Given we have 5k rows to insert, we will perform 10k queries to the server, where half of them are select queries and the rest are insert or update queries. Doing some simple math, we can deduce that we are going to spend 10,000 * (3 + 2 + 2 + 1) = 80,000 proportion of time just for connecting, sending the query, parsing it and terminating the connection. Outrageous I would say, especially when we compare that to the actual time we are going to spend inserting or updating the rows (5,000 * (select_time) + 5,000 * (num_of_columns) + 5,000 * (num_of_indexes)).

Well, I think we just found our bottleneck.

Power Booster ⚡️

Knowing where the bottleneck is, I started thinking about how can I reduce that overhead time for connecting, sending the query, opening tables, etc. The answer is actually quite obvious: perform only a single query. But how?

Admittedly, there are many ways to achieve that. Some are complex and some are quite easy. I had my eyes on 2 possible solutions:

  1. REPLACE
  2. ON DUPLICATE KEY UPDATE

At first glance, they both seem to achieve the exact same end-result: insert new records while "updating" existing records. The main difference is that the "REPLACE" approach will delete the existing database record before inserting the new one, while the "ON DUPLICATE KEY UPDATE" approach will update the existing rows.

If we have any foreign key constraint that uses the on delete cascade in our database schema, using the "REPLACE" approach will end up deleting data from other tables as it performs a delete operation on an existing record! More often than not, I think this behavior is not intended when we talk about bulk imports.

On the other hand, the second approach, "ON DUPLICATE KEY UPDATE" will perform an update query behind the scenes and won't cause any deletion cascading. Sounds great to me.

Generating the Query

Generating an ON DUPLICATE KEY UPDATE update is not really complicated but doing it for many records can get tedious real fast, especially when we need to ignore certain fields for the update operation.

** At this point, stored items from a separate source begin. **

PR #3683, opened 2022-02-03
style: clang-format in pre-commit

henryiii:
## Description

Full clang-format, in pre-commit.

## Suggested changelog entry:

```rst
* Format the codebase with clang-format
```


Skylion007:
@henryiii I have a readability check that's been waiting on this clang-format. Let me add in it as well.

include/pybind11/detail/common.h
```diff
@@ -873,39 +987,59 @@ PYBIND11_RUNTIME_EXCEPTION(type_error, PyExc_TypeError)
...
+    static constexpr bool value = false;
+};
+template <typename T>
+struct is_fmt_numeric<T, enable_if_t<std::is_arithmetic<T>::value>> {
     static constexpr bool value = true;
-    static constexpr int index = std::is_same<T, bool>::value ? 0 : 1 + (
-        std::is_integral<T>::value ? detail::log2(sizeof(T))*2 + std::is_unsigned<T>::value : 8 + (
-        std::is_same<T, double>::value ? 1 : std::is_same<T, long double>::value ? 2 : 0));
+    static constexpr int index
+        = std::is_same<T, bool>::value
```
Skylion007, line 1019: yikes to some of this formatting...

include/pybind11/cast.h
```diff
@@ -10,11 +10,11 @@
 
 #pragma once
 
-#include "pytypes.h"
 #include "detail/common.h"
 #include "detail/descr.h"
 #include "detail/type_caster_base.h"
 #include "detail/typeid.h"
+#include "pytypes.h"
```
Skylion007, line 17: Wow, this isn't right. @henryiii

Skylion007:
This also broke a lot of clang-tidy comments.

include/pybind11/detail/common.h
henryiii: I'm fine to change the format rules, especially if they make it more LLVM like. Autoformatting is not perfectly "automatic", a little fiddling can be done to get it to format nicely (like moving comments).

henryiii:
Looks like `decltype(PyThread_create_key())` is an int for Python < 3.7, which is muddling with `readability-qualified-auto`. I'm impressed I have that showing up in my VIM. :)

henryiii:
I've set the include order to be pybind11 first, detail/* second, other local includes third. The order shouldn't matter, we should IWYU, but for now, this hopefully will work.

henryiii:
Ahh, NOLINTNEXTLINE should count logical lines. :'(

henryiii:
```console
$ brew install act
$ act -j clang-tidy
```

Very nice. :)

include/pybind11/detail/common.h
```diff
@@ -635,177 +651,271 @@ using remove_cvref_t = typename remove_cvref<T>::type;
 using std::index_sequence;
 using std::make_index_sequence;
 #else
-template<size_t ...> struct index_sequence  { };
-template<size_t N, size_t ...S> struct make_index_sequence_impl : make_index_sequence_impl <N - 1, N - 1, S...> { };
-template<size_t ...S> struct make_index_sequence_impl <0, S...> { using type = index_sequence<S...>; };
-template<size_t N> using make_index_sequence = typename make_index_sequence_impl<N>::type;
+template <size_t...>
+struct index_sequence {};
```
henryiii, line 655: These sorts of things would be a lot more readable in the new form with an extra blank line in-between.

rwgk:
Quick question: when I tried this previously I had trouble with
```
/** \rst
\endrst */
```
comments getting garbled. I even wrote a [small script](https://github.com/rwgk/pybind11_scons/blob/master/rst_clang_format_off_on.py) to massage those, to not get messed up by clang-format.

But now it seems to be fine without doing anything special. (?)

Mostly curious: Does anyone know what changed?

include/pybind11/pytypes.h
```diff
@@ -1738,35 +1894,36 @@ class memoryview : public object {
 
         See also: Python C API documentation for `PyMemoryView_FromBuffer`_.
 
-        .. _PyMemoryView_FromMemory: https://docs.python.org/c-api/memoryview.html#c.PyMemoryView_FromMemory
-     \endrst */
```
rwgk, line 1742: clang-format still seems to be unaware of reStructuredText.

Previously the doc generation would fail after I ran clang-format (clang 12).

Are we just getting lucky now?

rwgk:
I wrote an even simpler [script to extract the `\rst`...`\endrst` blocks](https://github.com/rwgk/pybind11_scons/blob/master/rst_block_extractor.py) to a file,
* ran it on current master (36813cfa1228f9414aac669d239a0d3255fc25c3),
* then again on this PR (e379d5d2d52f487d57d9e0026ec0cffff932a68c).

Here is the diff: https://github.com/rwgk/pybind11_scons/commit/fa4ffb49c325430d2f36084a2e98f495a3ef7c2c

I think we need to curate the changed blocks, at least some, and protect them from clang-format.

I believe it's best to systematically protect all such `\rst` blocks, which is what the [other script](https://github.com/rwgk/pybind11_scons/blob/master/rst_clang_format_off_on.py) does. It's slightly annoying, but really only a few lines extra and easy to maintain.

rwgk:
An alternative line of thought:
* I believe clang-format getting into reflowing comments will be generally more annoying than helpful.
* All I want it to do is warn about lines being longer than 99 chars, with the usual exceptions for (apparent) URLs and filenames.
* Then leave it to users to fix manually.

henryiii:
I'm quite okay to turn off comment formatting, I have it off for other areas (including CMake comments, maybe even in this repo).

Can we keep the "nice" changes (like reflowing text to the right length) and use your script to recover the rst formatting, then just turn it off?

henryiii:
(I'm also okay for comments to go over length, but I don't know how to turn that off, including in black)

rwgk:
> Can we keep the "nice" changes (like reflowing text to the right length) and use your script to recover the rst formatting, then just turn it off?

Sounds great, I'll try to work on it tomorrow morning.

> (I'm also okay for comments to go over length, but I don't know how to turn that off, including in black)

Yeah, that's a minor loss. After we get this PR merged, we could maybe hook in a small script that flags long comments. I bet a page worth of Python will do most of the job, with some simple approach to allowing exceptions.

henryiii:
I'm hoping to avoid too much customization, we are getting rid of our custom formatting script. :) I think we may still get line length warnings - and I'm really not too worried about comments. The thing I don't like is this:

```cpp
AVeryLongLongLongClass a_very_long_long_long_varaible_or_other_expression(); // NOLINT
```
Turning into this:

```cpp
AVeryLongLongLongClass a_very_long_long_long_varaible_or_other_expression();
// NOLINT
```

or this:

```cpp
AVeryLongLongLongClass
    a_very_long_long_long_varaible_or_other_expression(); // NOLINT
```

But I think we are stuck with that. For new code, you usually can rework it to make it shorter, us a `NOLINTNEXTLINE` or similar construct, etc.

rwgk:
> Can we keep the "nice" changes (like reflowing text to the right length) and use your script to recover the rst formatting, then just turn it off?

Done. My tweaks are in commit 60b7eb410fefe2b23aeb6906f2a9184e91b11a15. Setting `ReflowComments: false` is in the follow-on commit 59572e65598b4b9f2c9ae0b8a0e5fcb6d65c7f92. I was surprised to see that turning off comment reflow changed how pragma comments are handled (clang-format wanted to add backslashes, which looks weird to me). I went through a couple iterations until I settled on what you see.

rwgk:
I spent a few minutes glancing through the net diffs. It sure does odd things with comments:

Screen Shot 2022-02-04 at 17 02 25

I manually changed that block to this:
```
    void *ptr = nullptr; // Pointer to the underlying storage
    ssize_t itemsize = 0; // Size of individual items in bytes
    ssize_t size = 0; // Total number of entries
    std::string format; // For homogeneous buffers, this should be set to format_descriptor<T>::format()
    ssize_t ndim = 0; // Number of dimensions
    std::vector<ssize_t> shape; // Shape of the tensor (1 entry per dimension)
    std::vector<ssize_t> strides; // Number of bytes between adjacent entries (for each per dimension)
    bool readonly = false; // flag to indicate if the underlying storage may be written to
```
But then rerunning the pre-commit changed it straight back.

What I'd really want: enforce one space (or two?) exactly before `//`, but then pretend everything after that space doesn't exist, to not trigger wrapping of the code just because of the trailing comment.

The rest looks acceptable, although I cannot say that I like how it deals with `m.def()` and member `.def()`. But I'm OK sacrificing that for the bigger gain of not having to manually move whitespaces around.

henryiii:
Okay, I'll see if we can handle those things better.

henryiii:
Looks like it’s hard to improve WRT comments. What should be done is long trailing comments need to be placed above the line, not on the same one. We need some new blank lines separating sequences of definitions, too. Or we could turn up the line length a lot.

include/pybind11/chrono.h
```diff
@@ -115,71 +127,80 @@ inline std::tm *localtime_thread_safe(const std::time_t *time, std::tm *buf) {
...
+            cal.tm_hour = PyDateTime_TIME_GET_HOUR(src.ptr());
+            cal.tm_mday = 1;  // This date (day, month, year) = (1, 0, 70)
+            cal.tm_mon = 0;   // represents 1-Jan-1970, which is the first
+            cal.tm_year = 70; // earliest available date for Python's datetime
             cal.tm_isdst = -1;
-            msecs        = microseconds(PyDateTime_TIME_GET_MICROSECOND(src.ptr()));
-        }
-        else return false;
+            msecs = microseconds(PyDateTime_TIME_GET_MICROSECOND(src.ptr()));
+        } else
```
Skylion007, line 175: Stuff like this is why I woould vote always endorcing braces.

rwgk:
> What should be done is long trailing comments need to be placed above the line, not on the same one.

I think so, too.

With this in my mind: when developing pybind11 in the future, clang-format will always do one thing or another that doesn't look great. Then we will look and tweak to make it look ok before sending PRs for review.
Moving these comments around is basically retro-active tweaking. I.e. perfectly fine.

Related but separate note: when I worked on this previously I was organizing the work to have all manual changes *before* running clang-format. It's extra work, but it looks much better in the git history: it will be easy to see what was manually changed. If we notice problems later, we will more easily understand how they came about, and therefore feel more certain how to properly fix. We will also have complete certainty which issues were introduced by clang-format, and again be more certain about how to fix; and we have something to point to for filing bugs.

Once we agree here, I could work on splitting into two PRs (part 1: manual, part 2: exclusively automatic).

include/pybind11/chrono.h
henryiii: If you have code automatically formatted, then whitespace is always in sync with braces, so it doesn't bother me at all. I just completely ignore braces and pretend it's Python. :) Though I'm totally fine with requiring the braces, as I said, I ignore them anyway. ;)

henryiii:
Clang-format can't do this, actually, but `readability-braces-around-statements` for clang-tidy can.

PR #1941, opened 2025-02-07
fix: validate Earn input

dschlabach:
**What changed? Why?**
This PR includes validation for disabling the deposit and withdraw buttons as well as showing helpful errors to users:

DS 2025-02-07 at 17 30 37@2x

DS 2025-02-07 at 17 30 33@2x

**Notes to reviewers**

**How has it been tested?**


alessey:
since you start out with amount 0, will you now see the disabled button and error initially instead of seeing "deposit"?

dschlabach:
@alessey no, it only happens on change so the initial state won't be an error

alessey (approved):

cpcramer (approved):

alessey (approved):

PR #1964, opened 2025-02-11
feat: Add Swap Telemetry

cpcramer:
**What changed? Why?**

**Notes to reviewers**

**How has it been tested?**
tested locally in playground

Screenshot 2025-02-25 at 9 38 46 AM

Screenshot 2025-02-25 at 9 39 12 AM

Screenshot 2025-02-25 at 9 40 03 AM

### DIFF
--- a/src/swap/components/SwapAmountInput.tsx
+++ b/src/swap/components/SwapAmountInput.tsx
@@ -1,5 +1,7 @@
 'use client';
 import { useCallback, useEffect, useMemo } from 'react';
+import { useAnalytics } from '../../core/analytics/hooks/useAnalytics';
+import { SwapEvent } from '../../core/analytics/types';
 import { TextInput } from '../../internal/components/TextInput';
 import { useValue } from '../../internal/hooks/useValue';
 import { getRoundedAmount } from '../../internal/utils/getRoundedAmount';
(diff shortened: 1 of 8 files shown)


src/swap/components/SwapAmountInput.tsx
```diff
@@ -51,12 +54,28 @@ export function SwapAmountInput({
...
   );
 
+  const handleAnalyticsTokenSelected = useCallback(
+    (token: Token) => {
+      sendAnalytics(SwapEvent.TokenSelected, {
+        token: token.symbol,
+      });
+    },
+    [sendAnalytics],
+  );
```
alessey, line 64: no need to wrap this

alessey:
I'm seeing 3 init's locally, when I expect 2 because i'm in dev mode.  I think you need to remove state from your analytics hook, you shouldn't need to store document.title

cpcramer:
> I'm seeing 3 init's locally, when I expect 2 because i'm in dev mode. I think you need to remove state from your analytics hook, you shouldn't need to store document.title

I'm not seeing 3 init's anymore when testing in playground

src/swap/components/SwapAmountInput.tsx
dschlabach: Seems like a bigger issue with `sendAnalytics` or the way we're doing callbacks

dschlabach (approved):

brendan-defi (approved):

PR #1965, opened 2025-02-11
feat: Add Transaction Telemetry 

cpcramer:
**What changed? Why?**

**Notes to reviewers**

**How has it been tested?**
Tested in the Playground

### DIFF
--- a/src/core/analytics/types.ts
+++ b/src/core/analytics/types.ts
@@ -279,27 +279,15 @@ export type MintEventData = {
 export type TransactionEventData = {
   [TransactionEvent.TransactionFailure]: CommonAnalyticsData & {
     error: string;
-    contracts: Array<{
-      contractAddress: string;
-      function: string;
-    }>;
     metadata?: Record<string, unknown>;
   };
   [TransactionEvent.TransactionInitiated]: CommonAnalyticsData & {
-    address: string;
-    contracts: Array<{
-      contractAddress: string;
-      function: string;
-    }>;
+    address?: string;
   };
   [TransactionEvent.TransactionSuccess]: CommonAnalyticsData & {
-    paymaster: boolean;
-    address: string;
-    contracts: Array<{
-      contractAddress: string;
-      function: string;
-    }>;
-    transactionHash: string;
+    paymaster?: boolean;
+    address?: string;
+    transactionHash?: string;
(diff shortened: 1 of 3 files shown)


brendan-defi (approved):

src/core/analytics/types.ts
```diff
@@ -279,27 +279,15 @@ export type MintEventData = {
...
-    paymaster: boolean;
-    address: string;
-    contracts: Array<{
-      contractAddress: string;
-      function: string;
-    }>;
-    transactionHash: string;
+    paymaster?: boolean;
+    address?: string;
+    transactionHash?: string;
```
brendan-defi, line 290: same comment as the other PR — seems strange that these are optional

src/transaction/components/TransactionProvider.tsx
```diff
@@ -161,6 +166,15 @@ export function TransactionProvider({
...
   });
 
+  const { sendAnalytics } = useAnalytics();
+
+  const handleAnalytics = useCallback(
+    (event: TransactionEvent, data: TransactionEventData[TransactionEvent]) => {
+      sendAnalytics(event, data);
+    },
+    [sendAnalytics],
+  );
```
brendan-defi, line 176: this seems like a nice pattern, any reason you are only using here and not in the other PRs?

cpcramer: Some components do use this pattern, it's dependent on the component. Likely the other PRs that you reviewed I thought it would be unnecessary, maybe the analytic calls were straight forward and didn't need a handler function?

src/core/analytics/types.ts
cpcramer: My thinking here: It just helps with type errors and flexibility with how we are handling analytics. Sometimes things break and I don't ever want analytics to block. While i'd prefer all parameters to be passed, I'd still rather have some information about the event then no event at all.

dschlabach: Left a similar comment on #1969 - i'd try and make them value optional if possible

cpcramer: Updated

brendan-defi (approved):

dschlabach (approved):

PR #1968, opened 2025-02-11
feat: Add Checkout Telemetry

cpcramer:
**What changed? Why?**

**Notes to reviewers**

**How has it been tested?**


src/checkout/components/CheckoutProvider.tsx
```diff
@@ -202,9 +205,46 @@ export function CheckoutProvider({
...
+  const handleAnalyticsFailure = useCallback(
+    (error: string, metadata?: Record<string, unknown>) => {
+      sendAnalytics(CheckoutEvent.CheckoutFailure, {
+        error,
+        metadata,
+      });
+    },
+    [sendAnalytics],
+  );
+
```
0xAlec, line 242: I think we can consolidate these to a single function that takes in the analytics event as a param

cpcramer: good call

dschlabach (approved):

alessey (approved):

PR #1969, opened 2025-02-11
feat: Add Buy Telemetry

cpcramer:
**What changed? Why?**

**Notes to reviewers**

**How has it been tested?**

### DIFF
--- a/src/buy/components/BuyDropdown.tsx
+++ b/src/buy/components/BuyDropdown.tsx
@@ -1,3 +1,5 @@
+import { useAnalytics } from '@/core/analytics/hooks/useAnalytics';
+import { BuyEvent, type BuyOption } from '@/core/analytics/types';
 import { openPopup } from '@/internal/utils/openPopup';
 import { useOnchainKit } from '@/useOnchainKit';
 import { useCallback, useEffect, useMemo } from 'react';
@@ -17,10 +19,15 @@ export function BuyDropdown() {
   const { to, fromETH, fromUSDC, from, startPopupMonitor, setIsDropdownOpen } =
     useBuyContext();
   const { address } = useAccount();
+  const { sendAnalytics } = useAnalytics();
 
   const handleOnrampClick = useCallback(
     (paymentMethodId: string) => {
       return () => {
+        sendAnalytics(BuyEvent.BuyOptionSelected, {
+          option: paymentMethodId as BuyOption,
+        });
+
         const assetSymbol = to?.token?.symbol;
         let fundAmount = to?.amount;
         // funding url requires a leading zero if the amount is less than 1
@@ -43,7 +50,7 @@ export function BuyDropdown() {
         }
       };
     },
-    [address, to, projectId, startPopupMonitor],
+    [address, to, projectId, startPopupMonitor, sendAnalytics],
   );
 
   const formattedAmountUSD = useMemo(() => {
--- a/src/buy/components/BuyProvider.tsx
+++ b/src/buy/components/BuyProvider.tsx
@@ -12,6 +12,8 @@ import { useAccount, useConfig, useSendTransaction } from 'wagmi';
 import { useSwitchChain } from 'wagmi';
 import { useSendCalls } from 'wagmi/experimental';
 import { buildSwapTransaction } from '../../api/buildSwapTransaction';
+import { useAnalytics } from '../../core/analytics/hooks/useAnalytics';
+import { BuyEvent } from '../../core/analytics/types';
 import { useCapabilitiesSafe } from '../../internal/hooks/useCapabilitiesSafe';
 import { useValue } from '../../internal/hooks/useValue';
 import { FALLBACK_DEFAULT_MAX_SLIPPAGE } from '../../swap/constants';
@@ -108,6 +110,9 @@ export function BuyProvider({
   // used to detect when the popup is closed in order to stop loading state
   const { startPopupMonitor } = usePopupMonitor(onPopupClose);
 
+  // Analytics
+  const { sendAnalytics } = useAnalytics();
+
   // Component lifecycle emitters
   useEffect(() => {
     // Error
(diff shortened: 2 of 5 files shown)


src/buy/components/BuyProvider.tsx
```diff
@@ -108,6 +111,16 @@ export function BuyProvider({
...
 
+  // Analytics
+  const { sendAnalytics } = useAnalytics();
+
+  const handleAnalytics = useCallback(
+    <T extends BuyEvent>(event: T, data: AnalyticsEventData[T]) => {
+      sendAnalytics(event, data);
+    },
+    [sendAnalytics],
+  );
```
alessey, line 122: why do you need to wrap sendAnalytics?

src/buy/components/BuyProvider.tsx
```diff
@@ -195,10 +222,15 @@ export function BuyProvider({
...
-      // biome-ignore lint/complexity/noExcessiveCognitiveComplexity: TODO Refactor this component
-    ) => {
+    // biome-ignore lint/complexity/noExcessiveCognitiveComplexity: TODO Refactor this component
+    async (amount: string) => {
+      if (amount !== '' && amount !== '.' && Number.parseFloat(amount) !== 0) {
+        handleAnalytics(BuyEvent.BuyInitiated, {
+          amount: Number(amount),
+          token: to?.token?.symbol || '',
+        });
+      }
```
alessey, line 232: could you move this to where a buy is actually initiated?

src/buy/components/BuyProvider.tsx
cpcramer: We don't need to, but i've been memoizing the sendAnalytics calls

src/buy/components/BuyProvider.tsx
cpcramer: whoops - Updating

src/buy/components/BuyProvider.tsx
cpcramer: I can remove if we'd like!

cpcramer: got it, updated

src/buy/components/BuyDropdown.tsx
```diff
@@ -17,10 +19,15 @@ export function BuyDropdown() {
...
   const { address } = useAccount();
+  const { sendAnalytics } = useAnalytics();
 
   const handleOnrampClick = useCallback(
     (paymentMethodId: string) => {
       return () => {
+        sendAnalytics(BuyEvent.BuyOptionSelected, {
+          option: paymentMethodId as BuyOption,
+        });
+
```
brendan-defi, line 30: it seems like in this case you aren't preventing multiple events from being sent. is that intentional? will this send the same event if the user keeps opening the dropdown and selecting the same payment method? is that desired?

src/buy/components/BuyProvider.tsx
```diff
@@ -117,10 +122,19 @@ export function BuyProvider({
...
       setHasHandledSuccess(true);
+
+      sendAnalytics(BuyEvent.BuySuccess, {
+        address,
+        amount: Number(from?.amount || 0),
+        from: from?.token?.address || '',
+        paymaster: !!paymaster,
+        to: to?.token?.address || '',
+        transactionHash: txHash || '',
+      });
```
brendan-defi, line 137: these are probably just typescript issues, but it's a little weird to see all the `||` handling in the success case. 

would it make sense to handle these separately? like, if we don't have a from.token.address, wouldn't we not expect a success? and if it really were the case that `lifecycleStatus.statusName === 'success'` and `from.token.address` was nullish, wouldn't that signal some sort of error?

src/core/analytics/types.ts
```diff
@@ -210,19 +210,19 @@ export type BuyEventData = {
...
-    from: string;
-    paymaster: boolean;
-    to: string;
-    transactionHash: string;
+    address?: string;
+    amount?: number;
+    from?: string;
+    paymaster?: boolean;
+    to?: string;
+    transactionHash?: string;
```
brendan-defi, line 225: related to comment above, optional seems weird on these. if BuyOptionSelected, i'd expect it to be required that there's a BuyOption, no?

cpcramer: My thinking here: It just helps with type errors and flexibility with how we are handling analytics. Sometimes things break and I don't ever want analytics to block. While i'd prefer all parameters to be passed, I'd still rather have some information about the event then no event at all.

src/buy/components/BuyProvider.tsx
cpcramer: Yes, for type errors. 

I don't want sendAnalytics to ever block the component flow / logic! 

For example, if from.token.address was null then we should handle that error outside of sendAnalytics. More appropriate to update that error handling outside of the analytics implementation

src/buy/components/BuyDropdown.tsx
cpcramer: Yes that's the intention. We want to understand the user's journey, if they are opening the dropdown multiple times before using the component then we want to see that!

src/core/analytics/types.ts
dschlabach: I think you should make these _value optional_ and not _key_ optional. That'll ensure that you know exactly what you should pass in the ideal state.

e.g.

```
address: string | undefined
amount number | undefined
...
```

cpcramer: That's a great idea. I should actually refactor all event types to follow this pattern.

src/buy/components/BuyProvider.tsx
brendan-defi: makes sense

The basic form of a ON DUPLICATE KEY UPDATE query looks like:

insert into `table_name` (`insert_columns`)
values (`record1_fields`),(`record2_fields`),(`recordN_fields`)
on duplicate key update `column1ToUpdate`=VALUES(`column1ToUpdate`), `column2ToUpdate`=VALUES(`column2ToUpdate`), `columnNToUpdate`=VALUES(`columnNToUpdate`)

Note that the VALUES(columnName) part of the on duplicate key update part may be changed to any operation you want, such as quantity = quantity + anotherQuantity.

Since I ❤️ you all, I've written a compact library that will generate a prepared statement compatible string and the correct bindings for PHP.

Installation

You can add this library as a local, per-project dependency to your project using Composer:

composer require kfirba/import-query-generator

Usage

use Kfirba\QueryGenerator;

$table = 'users';
$data = [
    ['name' => 'John', 'email' => '[email protected]', 'password' => 'hashed_password', 'created_at' => date('Y-m-d'), 'updated_at' => date('Y-m-d')],
    ['name' => 'Jane', 'email' => '[email protected]', 'password' => 'hashed_password', 'created_at' => date('Y-m-d'), 'updated_at' => date('Y-m-d')],
    ['name' => 'Susy', 'email' => '[email protected]', 'password' => 'hashed_password', 'created_at' => date('Y-m-d'), 'updated_at' => date('Y-m-d')],
];
$excludedColumnsFromUpdate = ['password', 'created_at'];

$queryObject = (new QueryGenerator)->generate($table, $data, $excludedColumnsFromUpdate);

$queryObject->getQuery();
// -> "insert into `users` (`name`,`email`,`password`,`created_at`,`updated_at`) values (?,?,?,?,?),(?,?,?,?,?),(?,?,?,?,?) on duplicate key update `name`=VALUES(`name`),`email`=VALUES(`email`),`updated_at`=VALUES(`updated_at`)"

$queryObject->getBindings();
// -> ['John', '[email protected]', 'hashed_password', '2018-01-12', '2018-01-12', 'Jane', '[email protected]', 'hashed_password', '2018-01-12', '2018-01-12', 'Susy', '[email protected]', 'hashed_password', '2018-01-12', '2018-01-12']

As you may have noticed, the generator defaults to column=VALUES(column) since this is usually what we use when we attempt to bulk import some data. Need another behavior? You can submit a PR or just open an issue and we can talk about it 🤓.